A critical issue of polymer-based amorphous drug dispersion is the adequate quantity of polymers or excipients required to prevent drug crystallization. Often it becomes high, restricting the drug loading and hence the commercial feasibility of the formulation. Coamorphous system can overcome this problem. One drug is mixed with another drug or low molecular weight compound in this system, which stabilizes each other, restricts crystallization, and maintains a single-phase homogenous amorphous system. The requirement of excipient usually remains lower than the amorphous solid dispersion due to the presence of a low molecular weight compound used as coformer.

Recently few coamorphous systems have been reported where the poor soluble API is mixed with another coformer and dispersed in a viscous vehicle, often PEG 400 . Intermolecular interaction like hydrogen bonding and ionic interaction between the two drugs or drug and coformer is the primary factor of forming a stable amorphous system. Such interactions can be evidenced by FTiR and NMR studies. In FTiR, the absence or shift in the hydrogen bond-forming group in coamorphous mixture may indicate intermolecular interaction. Acyclovir coamorphous formulation was prepared where citric acid was used as the coformer. O–H peak at 3495 cm⁻¹ vanished in the citric acid IR spectra while N–H stretching peak frequency was shifted to a higher side. Another O-H stretching peak was not observed in coamoprhous mixture. Such absence or shift in IR peaks is evidence of H bonding between acyclovir and citric acid. NMR analysis can be used to study the interaction between drug and conformer, where a downshift of proton (1H1) signal can be observed due to a change in electron density by intermolecular interaction. Recrystallization during storage of coamorphous materials can be easily identified by powder X-ray diffraction study (PXRD), where the absence of drug crystal peaks at characteristic 2-theta angle establishes the drug amorphousness. Thermal analysis and detection of glass transition (T_g) of the amorphous sample also indicate the recrystallization nature and storage stability. It is considered that physical instability or recrystallization would be negligible if storage temperature lies 50° below the glass transition.

For skin permeation enhancement, either enhanced thermodynamic activity due to supersaturation and/or the presence of coformer (often acts as permeation enhancer) are considered significant.

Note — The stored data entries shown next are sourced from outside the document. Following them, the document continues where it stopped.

PR #6935, opened 2026-09-17
WI-002591: the bus carries who is travelling, not who the master says

yusuffGoodie:
> **Stacked:** [#6930](https://github.com/ONE-F-M/one_fm/pull/6930) → [#6931](https://github.com/ONE-F-M/one_fm/pull/6931) → [#6932](https://github.com/ONE-F-M/one_fm/pull/6932) → [#6933](https://github.com/ONE-F-M/one_fm/pull/6933) → [#6934](https://github.com/ONE-F-M/one_fm/pull/6934) → this.
>
> ⚠️ **This is AC5 only.** AC1–AC4 are deliberately not here — see "What I found" below. Please read that section before reviewing.

## What I found, as you asked

You said to check the daily job and the Generate Shipments button before changing anything. Three things:

**1. The "on-demand fallback" AC5 asks for largely already exists.** `generate_transportation_shipments` *is* the nightly job, and the canvas button has always called the same whitelisted function — its own docstring says "Entry point for both the daily scheduler and the canvas Generate button". So AC5 isn't asking for a new mechanism.

**2. What was actually missing is this branch:**

```python
elif existing.status == "Unassigned":
    ...rewrite...
# Assigned → leave untouched      ← AC5's real gap
```

A crew change after a card was placed never reached the driver's manifest. The only way to pick it up was to unassign the card and re-plan the run — precisely the manual work AC5 wants removed. **That is what this PR fixes.**

**3. Two blockers for AC1–AC4** (detail below).

## The fix

`_refresh_assigned_roster` moves the roster and the headcount and **nothing else**:

- `generation_key` / `pair_group` are what the Route Plan Assignment row points at — rewriting them would orphan the very placement this preserves. Pinned by a test.
- `status` stays `Assigned`; the run keeps its lane, vehicle and trip.
- A card whose crew has **not** changed is not saved at all. Otherwise the nightly job would bump `modified` on every placed card each morning and the canvas would spend the day losing races with it ([#6930](https://github.com/ONE-F-M/one_fm/pull/6930)).

The button reports re-crewed runs separately — "updated" for both reads as though the plan had been touched.

The child-row mapping was extracted to `_write_roster` so the two writers can't drift.

## Why AC1–AC4 are not here

**Blocker 1 — "the selected date" does not exist on this screen.** `get_grouped_employees_by_accommodation()` takes **no date parameter at all**. It reads `Employee.shift` — the *master* allocation — so it always builds "today's master data", never a chosen date. The Route Plan is a standing plan (`effective_from`/`effective_until`) holding standing cards. AC1 ("for any date within that range"), AC3 ("the subsequent date") and AC5's "for the selected date" all assume a date the canvas has no concept of. Adding one is a real design change, not a fix.

**Blocker 2 — the leave states AC1 names have no rows.** AC1 keys on "marked on Leave (Annual/Sick) in the HR roster". Actual `Employee Schedule.employee_availability` counts on this DB:

| value | rows |
|---|---|
| Working | 2,102,482 |
| Day Off | 175,272 |
| Client Day Off | 11,664 |
| Client Event | 3,276 |
| On-the-job Training | 1,766 |
| … | … |
| **Annual Leave** | **0** |
| **Sick Leave** | **0** |

Keying AC1 on those two values would match nothing.

**The good news:** the reliever model already exists and is populated — `Employee Schedule.is_relieving_schedule` (**2,329 rows**) with `relieving_employee_schedule` pointing at the covered person's schedule. Real example: `2026-09-10_HR-EMP-04267` (Working, relieving) → `2026-09-10_HR-EMP-03343` (Day Off). So AC1/AC2 are buildable on the *actual* mechanism — relief against a **Day Off**, not Annual/Sick — which is also the real-world majority. Note `is_replaced` is only set on 40 rows, so the back-link is unreliable; the dependable direction is reliever → original.

**So I need two decisions before AC1–AC4:** (a) does the Transportation Schedule get a date selector, or should the overlay resolve "today" only? (b) is relief-against-Day-Off the intended trigger, given Annual/Sick Leave never appear here?

## Tests

`one_fm/tests/test_assigned_card_recrew.py` — 10 tests, including real saves asserting the crew changes while `generation_key`/`pair_group`/`status` do not, and that an unchanged crew leaves `modified` alone.

| module | result |
|---|---|
| `test_assigned_card_recrew` | 10 passed |
| `test_transportation_shipment` | OK |
| `test_shipment_deduplication` | OK |
| `test_driver_exclusion` | OK |
| `test_transportation_schedule` | OK |


yusuffGoodie:
## AC1–AC4 added (second commit) — and your description confirmed

You said leave approval deletes the Employee Schedule, creates no Shift Assignment, and marks Attendance `On Leave`. **Confirmed in both the code and the data:**

| claim | code | live data |
|---|---|---|
| ES deleted | `LeaveApplicationOverride.clear_employee_schedules` | **0** ES rows across every sampled leave range |
| no shift assignment | `close_shifts` | **0** SA rows in those ranges |
| attendance `On Leave` | `update_attendance` | 13/13, 19/19, 17/17 days; **69,427** rows total |

That corrects what I wrote in the original description above. Annual/Sick Leave has zero `employee_availability` rows **because the row is deleted entirely**, not because leave is recorded elsewhere — so the only place the date *range* survives is the Leave Application. That is now what the overlay reads.

**The bug, with a number:** an employee on leave stays `Active` with `shift` intact, so nothing removed them. **Six employees were on approved leave and still carried a shift** on the day this was written — still being placed on transportation cards while away.

## What the overlay does

`roster_overlay.py`, resolved per date, **stored nowhere**:

- **AC1** — drop anyone on approved leave; add anyone relieving, filed under the shift they are **covering** rather than their own.
- **AC2** — who a rider stands in for is stamped on the card row, and the drawer's existing Reliever badge gains the tooltip. Stamped rather than resolved at render time: the manifest is printed and carried, and must still make sense tomorrow when the schedule behind it has moved on.
- **AC3** — free. Nothing is stored, so a range ending restores the original rider by itself. No expiry job.
- **AC4** — exactly as you described: the map is built from the master allocation, so a shift change re-files the employee; with the AC5 re-crew that now reaches **assigned** cards too.

## Two things for the reviewer

**1. No reliever in the database covers someone on leave — 0 of 2,329.** They all cover a **Day Off**, precisely because the leave flow deletes the schedule a reliever would point at. So leave-removal and reliever-substitution both work, but as two *independent* effects rather than the single chain AC1 describes. Flagging rather than forcing the data to fit the wording.

**2. `is_reliever` already meant something else.** It was a standing Employee property — "rambo reliever by trade". The new row flag means "standing in for somebody on this card today". Both are kept and OR'd, so nothing relying on the old meaning changes, and a *regular* employee covering a colleague is now badged at all.

## Tests

`test_roster_overlay.py` — 17 tests: leave boundaries, unapproved applications ignored, dangling back-links still boarding, tooltip span present/absent, and the shift map rewrite.

Two fixture traps worth noting for anyone writing similar tests: `FrappeTestCase` rolls back per **class**, not per test, so each test takes its own date; and the roster is generated **years ahead** (every date in 2033 already carries rows), so "a far-future date" is not an empty one — the fixtures pick employees who are free on the chosen day.

Two of my own AC5 source-grep assertions broke when the reliever context was threaded through. They now match the call rather than its argument list, so a later parameter cannot fail them without a real regression.

| module | result |
|---|---|
| `test_roster_overlay` | 17 passed |
| `test_assigned_card_recrew` | 10 passed |
| `test_transportation_shipment` / `test_transportation_schedule` / `test_default_leg_timings` / `test_merge_preview` | OK |

⚠️ Adds fields to **Transportation Shipment Employee** — needs `bench migrate`.

yusuffGoodie:
## Added: a prune guard (found during Operations-023 testing)

Folding a **pre-existing** defect fix into this PR, since it already owns `shipment_generator.py`. It is not a regression from this stack — I checked.

**What happened on the test site:** one click on **Generate Shipments** deleted **551 unassigned cards**, and a second click could not bring them back.

```
get_grouped_employees_by_accommodation()  ->  {}
current_keys                              ->  set()
_prune_stale(set())                       ->  "not in current_keys" is true for EVERY card
```

The demand builder returns `{}` for several unremarkable reasons — no Active Operations Shift, nobody allocated to one, or no `Accommodation Checkin Checkout` carrying an employee. The last is what bit us: the site has 120 `IN` rows and **all 120 belong to external contract tenants with no employee link**. The builder logs that as a degraded state rather than raising, so what reached the caller was an empty dict indistinguishable from *"nobody needs a bus today"*.

**The fix:** the prune runs only when the run actually knows what the demand is. An empty pool is a conclusion to be reached from data, never from the absence of it. The summary now carries `pruned`, and the canvas warns in orange for 12s instead of reporting `0 created, 0 updated, 0 removed` in green — which is exactly what the dispatcher saw *after* the pool had already gone.

**The guard is at the call site, deliberately.** Inside `_prune_stale` it would also catch `remove_unassigned_shipments_for_trip_request`, which passes an empty key set **on purpose** to clear one trip request's cards. There's a test pinning that.

### Why this isn't from this stack

| checked | result |
|---|---|
| `_prune_stale` + its unguarded call on `staging` | present, unchanged |
| `apply_to_shift_map` (this PR's overlay) | 1,670 employees in → 1,670 out, **dropped 0** |
| stage that actually returns empty | the accommodation check-in query, untouched by these 12 PRs |

My only prior edit inside the prune was `_release_manifest_references`, which made deletion *safer*.

### Verification

**12 new tests**; all 343 tests across the Transportation epic re-run green on the rebased tip.

One note on those tests: they hand `_prune_stale` every key in the pool **minus** the seeded one. It sweeps the whole pool, so a bare `{"one key"}` would mark every real card stale — and a test that destroys the pool to prove the pool is safe is one commit away from being the bug it tests for.

The 551 deleted cards were recovered from `Deleted Document` (550 restored + 1 already present, 0 failures, 1,763 roster rows intact, the 378 Assigned cards untouched).

> Stack rebased: #6936–#6941 sit on top of this and were force-pushed. All seven remain `mergeable: true`.

yusuffGoodie:
## Second fix: take the relieved employee OFF the bus

Found during testing — thanks @y-oyedele for spotting it.

`apply_to_shift_map` added the reliever but **never removed the person they are standing in for**, so the seat was counted twice: the reliever rode from their own camp while the covered employee stayed on the original card.

On the restored production data that is **16 people travelling on their day off**, and nothing else would have removed them. Leave does not catch it — relief here is almost always against a **Day Off**, because the leave flow deletes the very schedule a reliever would point at, so there is no Leave Application behind it.

This is what AC1's *"replace the leave/absent employee's name with the assigned Reliever employee's name"* asks for.

### Verified end to end on real data

```
employees on the bus:        1,684 -> 1,668   (16 removed)
Thomas Otieno Owino          off the map      (Day Off, relieved)
Bina Thapa Magar             Security-Center point Fahaheel-Day-1
  (her own master shift is   Security-BSK - 360 Mall-Day-1)
covered employees left in:   none
```

### What this deliberately does NOT do

The criterion reads as though the reliever's name replaces the absent one **in place**, and it does when the two share a camp — **5 of today's 16**. For the other **11** the reliever sleeps somewhere else:

| | camp |
|---|---|
| Thomas (covered) | ACC-08 — **Mangaf 182** |
| Bina (reliever) | ACC-03 — **Mahboula 13** |

S-1603 and S-805 serve Mangaf 182. A same-card swap there would put a passenger on a vehicle that **cannot pick her up**. The honest result is a rider removed from one camp's card and a new card raised from the reliever's own — which is exactly what has to happen for either of them to travel, and what the generator already does (TS-1081/TS-1082).

Flagging it here because the AC's wording implies otherwise, and the process owner may want to say so explicitly.

A dangling back-link names nobody as covered, so nobody is taken off and the reliever still boards — an extra seat beats a missing passenger.

### Also corrected in this round

The RELIEVER tag itself was **already working** — the roster row carries `is_reliever: 1`, `relieving_employee_name`, `absence_reason`, the API sends them and the drawer renders them. It only renders in the **RHS drawer**, not on the unassigned sidebar card, so it is invisible until the card is placed on a lane. Worth knowing when testing AC2.

The tooltip reads `Relieving <name> | Day Off` rather than `Leave Span: … → …` whenever there is no Leave Application behind the relief — which today is all 16. Kept as-is by decision; raised with the BA separately since AC2 assumes leave-based relief that this system's data never actually produces.

### Verification

**21 overlay tests** (5 new), and all **343 tests** across the Transportation epic re-run green on the rebased tip.

> Stack rebased again: #6936–#6941 force-pushed. All seven remain `mergeable: true`.

NoBoneZ (approved):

In some cases, coformer used in the system also acts as a permeation enhancer. Atenolol supersaturated coamrophous system was developed where urea was used as coformer . Skin permeation through mice skin was observed the highest from the supersaturated coamoprhous system (Figure 2). Permeation flux of atenolol was noted 2.9 and 6 folds higher in coamorphous system than pure atenolol saturated suspension and atenolol- urea saturated suspension, respectively. Urea has played a dual role of crystallization inhibitor and penetration enhancer in this study. In another recently published study, piroxicam coamoprhous system was developed. The cumulative amount of piroxicum permeated and steady-state flux through mice skin was almost doubled in coamorphous dispersion of piroxicum and citric acid (coformer) compared to a pure drug suspension and physical mixture of drug-coformer. However, in this work, the degree of supersaturation was primarily responsible for enhanced skin permeation rather than the skin penetration-enhancing property of citric acid.